[Data — start]

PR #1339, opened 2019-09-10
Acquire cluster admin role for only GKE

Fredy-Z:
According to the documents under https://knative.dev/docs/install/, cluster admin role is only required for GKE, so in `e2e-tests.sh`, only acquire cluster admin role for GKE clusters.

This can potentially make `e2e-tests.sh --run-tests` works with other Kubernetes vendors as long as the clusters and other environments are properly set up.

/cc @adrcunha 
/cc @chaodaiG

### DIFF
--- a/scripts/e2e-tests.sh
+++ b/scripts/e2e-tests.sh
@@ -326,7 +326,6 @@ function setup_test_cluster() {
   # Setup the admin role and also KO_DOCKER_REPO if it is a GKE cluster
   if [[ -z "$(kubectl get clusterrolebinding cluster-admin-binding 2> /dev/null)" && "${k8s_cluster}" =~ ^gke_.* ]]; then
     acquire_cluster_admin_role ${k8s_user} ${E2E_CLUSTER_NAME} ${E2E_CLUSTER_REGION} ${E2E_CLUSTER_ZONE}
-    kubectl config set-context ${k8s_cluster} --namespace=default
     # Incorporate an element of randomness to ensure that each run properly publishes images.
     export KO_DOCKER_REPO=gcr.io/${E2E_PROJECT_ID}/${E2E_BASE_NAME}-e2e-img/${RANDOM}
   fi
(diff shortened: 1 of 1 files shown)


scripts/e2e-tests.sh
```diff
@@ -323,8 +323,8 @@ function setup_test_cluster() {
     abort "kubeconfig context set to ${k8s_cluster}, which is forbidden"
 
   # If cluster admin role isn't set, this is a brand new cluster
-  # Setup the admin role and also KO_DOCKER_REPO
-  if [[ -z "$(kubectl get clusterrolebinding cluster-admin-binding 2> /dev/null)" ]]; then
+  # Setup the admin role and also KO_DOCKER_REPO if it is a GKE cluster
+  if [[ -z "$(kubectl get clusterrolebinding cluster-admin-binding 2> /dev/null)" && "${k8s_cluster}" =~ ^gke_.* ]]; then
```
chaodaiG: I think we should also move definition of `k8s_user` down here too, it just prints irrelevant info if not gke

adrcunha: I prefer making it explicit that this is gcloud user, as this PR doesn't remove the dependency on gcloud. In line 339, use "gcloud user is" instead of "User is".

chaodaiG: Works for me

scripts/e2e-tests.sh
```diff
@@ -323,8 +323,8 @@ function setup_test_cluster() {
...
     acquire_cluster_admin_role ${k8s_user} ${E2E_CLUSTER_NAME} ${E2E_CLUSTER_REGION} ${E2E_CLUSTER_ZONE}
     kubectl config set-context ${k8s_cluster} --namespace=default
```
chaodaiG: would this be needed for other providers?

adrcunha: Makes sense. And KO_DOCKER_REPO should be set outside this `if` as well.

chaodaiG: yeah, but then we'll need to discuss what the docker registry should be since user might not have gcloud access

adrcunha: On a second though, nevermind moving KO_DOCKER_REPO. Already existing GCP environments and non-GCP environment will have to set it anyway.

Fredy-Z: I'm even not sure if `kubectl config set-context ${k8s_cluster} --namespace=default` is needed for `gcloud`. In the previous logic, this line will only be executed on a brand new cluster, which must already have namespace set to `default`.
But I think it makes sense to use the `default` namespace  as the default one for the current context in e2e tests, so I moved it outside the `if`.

[Data — finish]
[Data — start]

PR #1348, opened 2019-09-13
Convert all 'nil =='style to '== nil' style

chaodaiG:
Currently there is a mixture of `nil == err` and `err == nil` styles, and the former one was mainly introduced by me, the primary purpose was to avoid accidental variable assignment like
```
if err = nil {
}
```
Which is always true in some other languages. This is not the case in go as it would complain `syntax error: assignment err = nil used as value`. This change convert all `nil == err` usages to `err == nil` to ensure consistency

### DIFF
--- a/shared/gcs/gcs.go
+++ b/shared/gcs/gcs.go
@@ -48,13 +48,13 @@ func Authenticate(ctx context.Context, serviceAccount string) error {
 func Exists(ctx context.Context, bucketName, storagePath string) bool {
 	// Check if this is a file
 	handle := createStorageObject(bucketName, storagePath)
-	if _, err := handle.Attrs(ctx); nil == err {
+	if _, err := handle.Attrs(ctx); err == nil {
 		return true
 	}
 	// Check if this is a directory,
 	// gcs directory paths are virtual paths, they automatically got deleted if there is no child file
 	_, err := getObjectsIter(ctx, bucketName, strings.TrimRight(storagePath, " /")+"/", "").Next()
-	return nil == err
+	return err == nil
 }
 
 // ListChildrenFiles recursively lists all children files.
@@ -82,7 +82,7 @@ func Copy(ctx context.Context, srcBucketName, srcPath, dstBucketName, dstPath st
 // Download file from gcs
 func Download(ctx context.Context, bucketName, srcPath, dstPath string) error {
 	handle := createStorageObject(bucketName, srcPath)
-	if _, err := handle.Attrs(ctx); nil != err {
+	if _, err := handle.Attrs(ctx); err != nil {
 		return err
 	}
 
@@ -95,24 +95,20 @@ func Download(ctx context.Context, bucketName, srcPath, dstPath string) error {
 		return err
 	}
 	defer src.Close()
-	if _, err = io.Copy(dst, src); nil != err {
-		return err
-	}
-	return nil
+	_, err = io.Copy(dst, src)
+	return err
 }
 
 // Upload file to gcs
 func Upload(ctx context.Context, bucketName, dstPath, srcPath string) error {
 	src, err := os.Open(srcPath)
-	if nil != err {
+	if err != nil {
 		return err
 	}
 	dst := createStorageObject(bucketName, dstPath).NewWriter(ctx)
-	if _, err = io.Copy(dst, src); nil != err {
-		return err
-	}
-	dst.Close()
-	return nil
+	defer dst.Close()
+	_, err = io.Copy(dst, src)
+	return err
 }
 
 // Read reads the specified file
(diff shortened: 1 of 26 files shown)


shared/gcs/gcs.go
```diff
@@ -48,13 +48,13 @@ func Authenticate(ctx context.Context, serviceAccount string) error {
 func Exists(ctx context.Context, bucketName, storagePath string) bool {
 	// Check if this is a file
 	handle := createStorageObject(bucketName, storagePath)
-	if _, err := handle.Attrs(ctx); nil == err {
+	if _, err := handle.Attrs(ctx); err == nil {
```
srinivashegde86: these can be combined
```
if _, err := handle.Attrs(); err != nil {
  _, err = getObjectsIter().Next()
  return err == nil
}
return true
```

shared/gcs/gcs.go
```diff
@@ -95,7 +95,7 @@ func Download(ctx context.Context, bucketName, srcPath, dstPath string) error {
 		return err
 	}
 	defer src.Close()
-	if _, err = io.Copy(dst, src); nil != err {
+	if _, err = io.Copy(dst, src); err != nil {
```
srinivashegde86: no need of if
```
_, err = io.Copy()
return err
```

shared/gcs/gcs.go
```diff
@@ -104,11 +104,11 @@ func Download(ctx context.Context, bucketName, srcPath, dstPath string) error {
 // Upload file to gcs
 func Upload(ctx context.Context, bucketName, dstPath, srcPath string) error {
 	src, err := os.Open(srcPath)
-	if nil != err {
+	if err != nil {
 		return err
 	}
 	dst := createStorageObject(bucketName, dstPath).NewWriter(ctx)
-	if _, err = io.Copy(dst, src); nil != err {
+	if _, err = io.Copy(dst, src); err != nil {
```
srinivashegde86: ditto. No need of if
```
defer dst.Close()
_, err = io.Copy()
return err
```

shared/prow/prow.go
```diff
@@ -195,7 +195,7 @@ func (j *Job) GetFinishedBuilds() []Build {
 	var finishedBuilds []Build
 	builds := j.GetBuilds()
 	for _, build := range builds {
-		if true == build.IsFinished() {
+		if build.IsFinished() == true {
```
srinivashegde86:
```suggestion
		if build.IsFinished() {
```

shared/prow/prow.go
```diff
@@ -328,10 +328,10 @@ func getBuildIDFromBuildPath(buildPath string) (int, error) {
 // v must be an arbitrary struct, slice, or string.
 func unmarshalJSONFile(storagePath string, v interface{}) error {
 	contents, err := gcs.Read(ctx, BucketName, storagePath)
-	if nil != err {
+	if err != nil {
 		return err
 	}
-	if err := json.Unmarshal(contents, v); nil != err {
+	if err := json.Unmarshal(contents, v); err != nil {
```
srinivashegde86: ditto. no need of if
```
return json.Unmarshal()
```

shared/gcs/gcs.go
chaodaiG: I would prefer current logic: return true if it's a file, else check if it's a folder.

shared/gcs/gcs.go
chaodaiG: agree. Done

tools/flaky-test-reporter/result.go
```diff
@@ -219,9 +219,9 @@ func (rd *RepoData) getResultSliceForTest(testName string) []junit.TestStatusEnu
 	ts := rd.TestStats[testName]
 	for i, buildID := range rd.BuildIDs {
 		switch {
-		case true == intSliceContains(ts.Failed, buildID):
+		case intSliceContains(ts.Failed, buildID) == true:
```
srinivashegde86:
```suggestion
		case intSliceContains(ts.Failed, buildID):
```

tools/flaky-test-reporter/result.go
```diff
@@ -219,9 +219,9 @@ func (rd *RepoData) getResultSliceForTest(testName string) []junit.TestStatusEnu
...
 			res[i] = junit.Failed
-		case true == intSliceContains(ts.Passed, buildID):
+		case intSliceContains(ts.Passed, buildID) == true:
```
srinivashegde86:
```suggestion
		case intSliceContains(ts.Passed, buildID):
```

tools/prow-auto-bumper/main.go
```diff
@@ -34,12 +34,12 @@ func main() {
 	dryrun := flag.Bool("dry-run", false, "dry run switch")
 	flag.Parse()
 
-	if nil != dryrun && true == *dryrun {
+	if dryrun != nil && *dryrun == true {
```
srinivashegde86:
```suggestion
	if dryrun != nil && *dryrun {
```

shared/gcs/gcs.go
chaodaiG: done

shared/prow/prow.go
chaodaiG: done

[Data — finish]
[Data — start]

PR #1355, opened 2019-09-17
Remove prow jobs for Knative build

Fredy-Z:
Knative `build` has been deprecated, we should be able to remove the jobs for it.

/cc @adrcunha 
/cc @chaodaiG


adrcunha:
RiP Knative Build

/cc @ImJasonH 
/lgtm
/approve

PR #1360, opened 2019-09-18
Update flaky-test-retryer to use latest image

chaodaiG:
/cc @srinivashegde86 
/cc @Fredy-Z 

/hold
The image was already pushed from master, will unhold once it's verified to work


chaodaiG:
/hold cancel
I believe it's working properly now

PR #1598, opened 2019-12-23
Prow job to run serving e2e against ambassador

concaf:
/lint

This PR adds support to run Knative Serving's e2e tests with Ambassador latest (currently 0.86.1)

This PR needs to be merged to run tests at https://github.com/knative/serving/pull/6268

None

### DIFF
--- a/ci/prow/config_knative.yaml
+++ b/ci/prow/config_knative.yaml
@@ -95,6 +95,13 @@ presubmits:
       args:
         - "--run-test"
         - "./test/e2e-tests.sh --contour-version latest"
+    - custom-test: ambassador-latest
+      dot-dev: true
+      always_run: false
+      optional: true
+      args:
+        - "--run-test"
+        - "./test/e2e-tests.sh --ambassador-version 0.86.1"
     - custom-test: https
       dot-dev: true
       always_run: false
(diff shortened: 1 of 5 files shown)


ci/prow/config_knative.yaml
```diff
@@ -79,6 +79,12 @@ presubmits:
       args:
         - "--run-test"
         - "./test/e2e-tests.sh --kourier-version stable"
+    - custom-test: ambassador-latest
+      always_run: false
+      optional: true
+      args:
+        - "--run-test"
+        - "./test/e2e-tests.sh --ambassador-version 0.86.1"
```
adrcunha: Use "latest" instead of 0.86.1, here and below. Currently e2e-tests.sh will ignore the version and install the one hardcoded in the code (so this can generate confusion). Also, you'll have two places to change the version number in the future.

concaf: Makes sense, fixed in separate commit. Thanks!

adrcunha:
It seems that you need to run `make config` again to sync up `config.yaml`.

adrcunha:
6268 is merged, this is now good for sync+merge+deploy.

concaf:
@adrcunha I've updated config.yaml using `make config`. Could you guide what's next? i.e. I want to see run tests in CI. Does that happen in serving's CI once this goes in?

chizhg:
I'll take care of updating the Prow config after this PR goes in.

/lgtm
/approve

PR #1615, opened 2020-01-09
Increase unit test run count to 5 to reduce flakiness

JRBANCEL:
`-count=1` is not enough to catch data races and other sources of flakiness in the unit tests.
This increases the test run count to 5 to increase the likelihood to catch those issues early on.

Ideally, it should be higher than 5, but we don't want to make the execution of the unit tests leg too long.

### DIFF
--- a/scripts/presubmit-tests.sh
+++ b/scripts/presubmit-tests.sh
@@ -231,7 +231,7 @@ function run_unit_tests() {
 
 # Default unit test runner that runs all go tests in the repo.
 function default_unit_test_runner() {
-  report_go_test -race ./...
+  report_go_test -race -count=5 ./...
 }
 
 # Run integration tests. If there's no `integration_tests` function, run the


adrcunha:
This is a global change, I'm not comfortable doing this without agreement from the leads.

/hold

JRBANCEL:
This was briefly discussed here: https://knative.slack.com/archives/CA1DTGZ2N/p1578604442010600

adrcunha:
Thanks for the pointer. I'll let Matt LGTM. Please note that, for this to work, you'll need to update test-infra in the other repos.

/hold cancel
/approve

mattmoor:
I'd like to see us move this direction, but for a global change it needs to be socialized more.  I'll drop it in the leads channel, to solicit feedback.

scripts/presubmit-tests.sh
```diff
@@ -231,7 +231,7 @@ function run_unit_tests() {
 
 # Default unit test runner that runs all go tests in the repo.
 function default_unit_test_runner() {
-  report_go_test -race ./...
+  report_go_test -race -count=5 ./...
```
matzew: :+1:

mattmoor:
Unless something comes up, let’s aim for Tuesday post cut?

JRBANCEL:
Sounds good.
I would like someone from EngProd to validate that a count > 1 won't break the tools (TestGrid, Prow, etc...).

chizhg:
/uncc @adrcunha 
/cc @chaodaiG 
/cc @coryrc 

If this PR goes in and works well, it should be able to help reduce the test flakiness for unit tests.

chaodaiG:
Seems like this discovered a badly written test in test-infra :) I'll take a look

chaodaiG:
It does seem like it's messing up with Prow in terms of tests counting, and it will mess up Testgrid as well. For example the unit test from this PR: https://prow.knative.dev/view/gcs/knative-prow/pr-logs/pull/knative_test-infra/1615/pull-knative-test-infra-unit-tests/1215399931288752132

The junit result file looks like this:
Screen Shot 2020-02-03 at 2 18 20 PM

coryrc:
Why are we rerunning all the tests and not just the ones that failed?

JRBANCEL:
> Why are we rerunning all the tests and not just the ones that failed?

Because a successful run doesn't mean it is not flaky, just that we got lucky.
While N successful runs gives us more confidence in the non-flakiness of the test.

[Data — finish]

- _Task to complete_: Could you retype exactly the lines above, starting at the line that contains "PR #1339, opened 2019-09-10" and ending at the line that contains "chaodaiG: would this", and nothing more?

- _Result below_:
PR #1339, opened 2019-09-10
Acquire cluster admin role for only GKE

Fredy-Z:
According to the documents under https://knative.dev/docs/install/, cluster admin role is only required for GKE, so in `e2e-tests.sh`, only acquire cluster admin role for GKE clusters.

This can potentially make `e2e-tests.sh --run-tests` works with other Kubernetes vendors as long as the clusters and other environments are properly set up.

/cc @adrcunha 
/cc @chaodaiG

### DIFF
--- a/scripts/e2e-tests.sh
+++ b/scripts/e2e-tests.sh
@@ -326,7 +326,6 @@ function setup_test_cluster() {
   # Setup the admin role and also KO_DOCKER_REPO if it is a GKE cluster
   if [[ -z "$(kubectl get clusterrolebinding cluster-admin-binding 2> /dev/null)" && "${k8s_cluster}" =~ ^gke_.* ]]; then
     acquire_cluster_admin_role ${k8s_user} ${E2E_CLUSTER_NAME} ${E2E_CLUSTER_REGION} ${E2E_CLUSTER_ZONE}
-    kubectl config set-context ${k8s_cluster} --namespace=default
     # Incorporate an element of randomness to ensure that each run properly publishes images.
     export KO_DOCKER_REPO=gcr.io/${E2E_PROJECT_ID}/${E2E_BASE_NAME}-e2e-img/${RANDOM}
   fi
(diff shortened: 1 of 1 files shown)


scripts/e2e-tests.sh
```diff
@@ -323,8 +323,8 @@ function setup_test_cluster() {
     abort "kubeconfig context set to ${k8s_cluster}, which is forbidden"
 
   # If cluster admin role isn't set, this is a brand new cluster
-  # Setup the admin role and also KO_DOCKER_REPO
-  if [[ -z "$(kubectl get clusterrolebinding cluster-admin-binding 2> /dev/null)" ]]; then
+  # Setup the admin role and also KO_DOCKER_REPO if it is a GKE cluster
+  if [[ -z "$(kubectl get clusterrolebinding cluster-admin-binding 2> /dev/null)" && "${k8s_cluster}" =~ ^gke_.* ]]; then
```
chaodaiG: I think we should also move definition of `k8s_user` down here too, it just prints irrelevant info if not gke

adrcunha: I prefer making it explicit that this is gcloud user, as this PR doesn't remove the dependency on gcloud. In line 339, use "gcloud user is" instead of "User is".

chaodaiG: Works for me

scripts/e2e-tests.sh
```diff
@@ -323,8 +323,8 @@ function setup_test_cluster() {
...
     acquire_cluster_admin_role ${k8s_user} ${E2E_CLUSTER_NAME} ${E2E_CLUSTER_REGION} ${E2E_CLUSTER_ZONE}
     kubectl config set-context ${k8s_cluster} --namespace=default
```
chaodaiG: would this be needed for other providers?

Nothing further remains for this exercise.